PR #60, opened 2016-12-28
Refactoring Epsilon const value to remove duplication.

olivif:
I noticed we had a bunch of `private const float Epsilon = 0.001F;` duplicated throughout the code, and I see no reason why that shouldn't be in a common place.

I put it in the `Common` namespace, not sure how you feel about that. I fixed ColorSpaces and Transforms to use it, but there are a few more which I can fix if you guys think this is worth doing 😄 

Also added a test to protect the value, if that is accidentally changed we could be in quite some trouble.

### DIFF
--- a/src/ImageSharp/Common/Constants.cs
+++ b/src/ImageSharp/Common/Constants.cs
@@ -3,7 +3,7 @@
 // Licensed under the Apache License, Version 2.0.
 // </copyright>
 
-namespace ImageSharp.Common
+namespace ImageSharp
 {
     /// <summary>
     /// Common constants used throughout the project
--- a/src/ImageSharp/Common/Constants.cs
+++ b/src/ImageSharp/Common/Constants.cs
@@ -8,7 +8,7 @@ namespace ImageSharp.Common
     /// <summary>
     /// Common constants used throughout the project
     /// </summary>
-    public static class Constants
+    internal static class Constants
     {
         /// <summary>
         /// The epsilon for comparing floating point numbers.
--- a/src/ImageSharp/Common/Constants.cs
+++ b/src/ImageSharp/Common/Constants.cs
@@ -1,4 +1,4 @@
-﻿// <copyright file="CommonConstants.cs" company="James Jackson-South">
+﻿// <copyright file="Constants.cs" company="James Jackson-South">
 // Copyright (c) James Jackson-South and contributors.
 // Licensed under the Apache License, Version 2.0.
 // </copyright>
@@ -8,7 +8,7 @@ namespace ImageSharp.Common
     /// <summary>
     /// Common constants used throughout the project
     /// </summary>
-    public static class CommonConstants
+    public static class Constants
     {
         /// <summary>
         /// The epsilon for comparing floating point numbers.
--- a/src/ImageSharp/Colors/ColorspaceTransforms.cs
+++ b/src/ImageSharp/Colors/ColorspaceTransforms.cs
@@ -8,7 +8,6 @@ namespace ImageSharp
     using System;
     using System.Numerics;
     using Colors.Spaces;
-    using Common;
 
     /// <summary>
     /// Packed vector type containing four 8-bit unsigned normalized values ranging from 0 to 255.
--- a/src/ImageSharp/Colors/ColorspaceTransforms.cs
+++ b/src/ImageSharp/Colors/ColorspaceTransforms.cs
@@ -8,6 +8,7 @@ namespace ImageSharp
     using System;
     using System.Numerics;
     using Colors.Spaces;
+    using Common;
 
     /// <summary>
     /// Packed vector type containing four 8-bit unsigned normalized values ranging from 0 to 255.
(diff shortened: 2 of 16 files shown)


src/ImageSharp/Common/Constants.cs
```diff
@@ -0,0 +1,18 @@
...
+// Copyright (c) James Jackson-South and contributors.
+// Licensed under the Apache License, Version 2.0.
+// </copyright>
+
+namespace ImageSharp.Common
+{
+    /// <summary>
+    /// Common constants used throughout the project
+    /// </summary>
+    public static class Constants
```
tocsoft: I would be inclined to make this `internal` can't see why we would want to expose as part of the public API.

olivif: Agreed and fixed 😄

JimBobSquarePants: I've a feeling I have a few different values for Epsilon littered throughout the codebase. They should probably all be the same.

olivif:
Moving comment here since it's hidden up there. 

@JimBobSquarePants 
> I've a feeling I have a few different values for Epsilon littered throughout the codebase. They should probably all be the same.

Yeah, they are everywhere. These are the instances I could find. Are we OK with changing all of them to `0.001f` ? I also need to look in the tests see if this will break something and potentially refactor there to use a test epsilon or the same one.

```
Find all "Epsilon =", Subfolders, Find Results 1, Entire Solution, ""
 Colors\Spaces\CieLab.cs(26):        private const float Epsilon = 0.001f;
 Colors\Spaces\CieXyz.cs(26):        private const float Epsilon = 0.001f;
 Colors\Spaces\Cmyk.cs(25):        private const float Epsilon = 0.001f;
 Colors\Spaces\Hsl.cs(25):        private const float Epsilon = 0.001F;
 Colors\Spaces\Hsv.cs(25):        private const float Epsilon = 0.001F;
 Colors\ColorspaceTransforms.cs(25):        private const float Epsilon = 0.001F;
 Colors\Vector4BlendTransforms.cs(20):        private const float Epsilon = 0.0001F;
 Common\Helpers\ImageMaths.cs(94):            const float Epsilon = .00001F;
 Common\Helpers\ImageMaths.cs(169):            const float Epsilon = .00001f;
 Common\Helpers\ImageMaths.cs(281):            const float Epsilon = .00001F;
 Drawing\Processors\DrawPathProcessor.cs(30):        private const float Epsilon = 0.001f;
 Drawing\Processors\FillShapeProcessor.cs(24):        private const float Epsilon = 0.001f;
 Filters\Processors\Effects\BackgroundColorProcessor.cs(22):        private const float Epsilon = 0.001f;
 Filters\Processors\Transforms\RotateProcessor.cs(73):            const float Epsilon = .0001F;
 Filters\Processors\Transforms\RotateProcessor.cs(94):            const float Epsilon = .0001F;
 Numerics\LongRational.cs(93):            double epsilon = bestPrecision ? double.Epsilon : .000001;
 Quantizers\Wu\WuQuantizer.cs(39):        private const float Epsilon = 1e-5F;
```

- [Exercise description]:
Take from the material above every line that includes the word "same".

- [Written response]:
JimBobSquarePants: I've a feeling I have a few different values for Epsilon littered throughout the codebase. They should probably all be the same.
> I've a feeling I have a few different values for Epsilon littered throughout the codebase. They should probably all be the same.
Yeah, they are everywhere. These are the instances I could find. Are we OK with changing all of them to `0.001f` ? I also need to look in the tests see if this will break something and potentially refactor there to use a test epsilon or the same one.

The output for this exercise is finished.